坐在林封尧旁侧的克洛诺斯则面露担忧之色:“林……你要是不舒服,就先回去吧。”
达勒冷冷地在一旁提醒:“我相信林将军是个尽职尽责的人,既然答应了要陪你过完生日,那就不该敷衍。”
“我很抱歉,”林封尧对克洛诺斯说,“很多年没碰过琴了,有些手生,再来我的前任伴侣对钢琴乐也没有表露过任何兴趣,我也就没有把这一我父亲认为我应该拥有的特长捡起来。”
克洛诺斯努力挤出一个微笑,但笑得显然有些尴尬。
达勒:“将军,您的伴侣在地下城里长大,那里的人接受不了这样高雅的音乐也是很正常的事,你没听说过一句俗话叫‘对牛弹琴’吗?”
“我想总长可能对高雅一词有些误解,”林上将微微仰头,手指在黑白琴键上跳地飞快,快到克洛诺斯几乎跟不上他的速度,“不是所有人都有机会坐在洁白无瑕的琴房里弹琴的,我的伴侣他之所以连选择的余地都没有,都是依仗您的‘关爱’。”
如同无数弹珠落地一般的琴音和他的话音一起戛然而止。
随后林封尧笑着摸了摸琴:“琴是把好琴,但我不喜欢,对于不喜欢钢琴的人说,再好的琴也是一堆破木头。”
达勒反唇相讥道:“将军再不喜欢,眼下也不还是坐在琴凳上吗?”
克洛诺斯看了达勒一眼,埋怨道:“爸爸,您别再说了。”
“你看,那个傻瓜还那么偏袒你,”达勒说,“你知道吗?坐在你身边的人,是我最珍重的宝石。”

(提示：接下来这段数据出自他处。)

PR #5777, opened 2023-01-18
Fix build on Fedora rawhide

junghans:
uint32_t now gets defined in cstdint

PR #5780, opened 2023-01-18
Fixup GH Actions compiler warnings

dalg24:
Configure with `-DKokkos_ENABLE_COMPILER_WARNINGS=ON`
and fix https://github.com/kokkos/kokkos/pull/5777#issuecomment-1387550429

~~We need to look into fixing other warnings with (ICX for instance) and eventually pass `-Werror`~~


cz4rs:
Two loosely related ideas:
- This silences `ICC` warning, but Intel compiler version is not pinned in fedora image, so we might run into trouble when they decide to remove it. Should we pin `ICC` to some specific version?
- Do you think that enabling `Kokkos_ENABLE_DEBUG_BOUNDS_CHECK` could be good too?

junghans:
Related, I think it would be good to build with `--verbose` to see if the flag are actually there.

.github/workflows/continuous-integration-workflow.yml
```diff
@@ -12,30 +12,27 @@ jobs:
...
+        cxx_extra_flags: ['']
         cmake_build_type: ['Release', 'Debug']
         backend: ['OPENMP']
         clang-tidy: ['']
         include:
           - distro: 'fedora:intel'
             cxx: 'icpc'
+            cxx_extra_flags: '-diag-disable=177,10441'
             cmake_build_type: 'Release'
-            backend: 'OPENMP'
```
junghans, line 22: We can drop that https://github.com/kokkos/kokkos/actions/runs/3961405441/jobs/6786791382#step:11:9 
```
    -DKokkos_ENABLE_HWLOC=ON \
    -DKokkos_ENABLE_=ON \
    -DKokkos_ENABLE_TESTS=ON \
```
empty backend leads to `Kokkos_ENABLE_=ON`.

core/perf_test/BenchmarkMain.cpp
```diff
@@ -14,7 +14,14 @@
 //
 //@HEADER
 
+// Avoid deprecation warning for ICC
+#ifdef __INTEL_COMPILER
+#pragma warning(disable : 1786)
```
junghans, line 19: I think:
```
#pragma warning(push)
#pragma warning(disable: 1786)
...
#pragma warning(pop)
```
is better.

And do we always want to disable the warning or just with ENABLE_COMPILER_WARNINGS=OFF?

.github/workflows/continuous-integration-workflow.yml
```diff
@@ -12,30 +12,27 @@ jobs:
...
         distro: ['fedora:latest', 'fedora:rawhide', 'ubuntu:latest']
         cxx: ['g++', 'clang++']
+        cxx_extra_flags: ['']
         cmake_build_type: ['Release', 'Debug']
         backend: ['OPENMP']
         clang-tidy: ['']
         include:
           - distro: 'fedora:intel'
             cxx: 'icpc'
+            cxx_extra_flags: '-diag-disable=177,10441'
```
masterleinad, line 22: This avoids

林封尧:“那您知道吗?被您弃之如履的那个人,也是我最珍重的星星。”
两人越聊越剑拔弩张,克洛诺斯甚至怀疑他们下一刻就会动起手来。
好在下一秒,琴房里的古董挂钟摇起了摆,十二点的钟声响起。
林封尧起身,然后弯腰致意,紧接着他转身对琴凳上的另一人说:“生日快乐,克洛诺斯,我先回去了,改日再会。”
林上将走后,克洛诺斯的脸上就露出了哀伤的神色。
“你别愁眉苦脸的阿,”西蒙又给自己切了块蛋糕,往嘴里塞了一大口后,他继续含糊道,“今天可是你的生日,要高兴点——他不喜欢你我们可以找别人,反正我们条件这么好,我看是他亏了才对。”
克洛诺斯扯动嘴角笑了笑:“嗯。”
达勒:“西蒙,现在时间已经不早了,吃完蛋糕就让司机送你回去吧,再不回家你家里人要着急了。”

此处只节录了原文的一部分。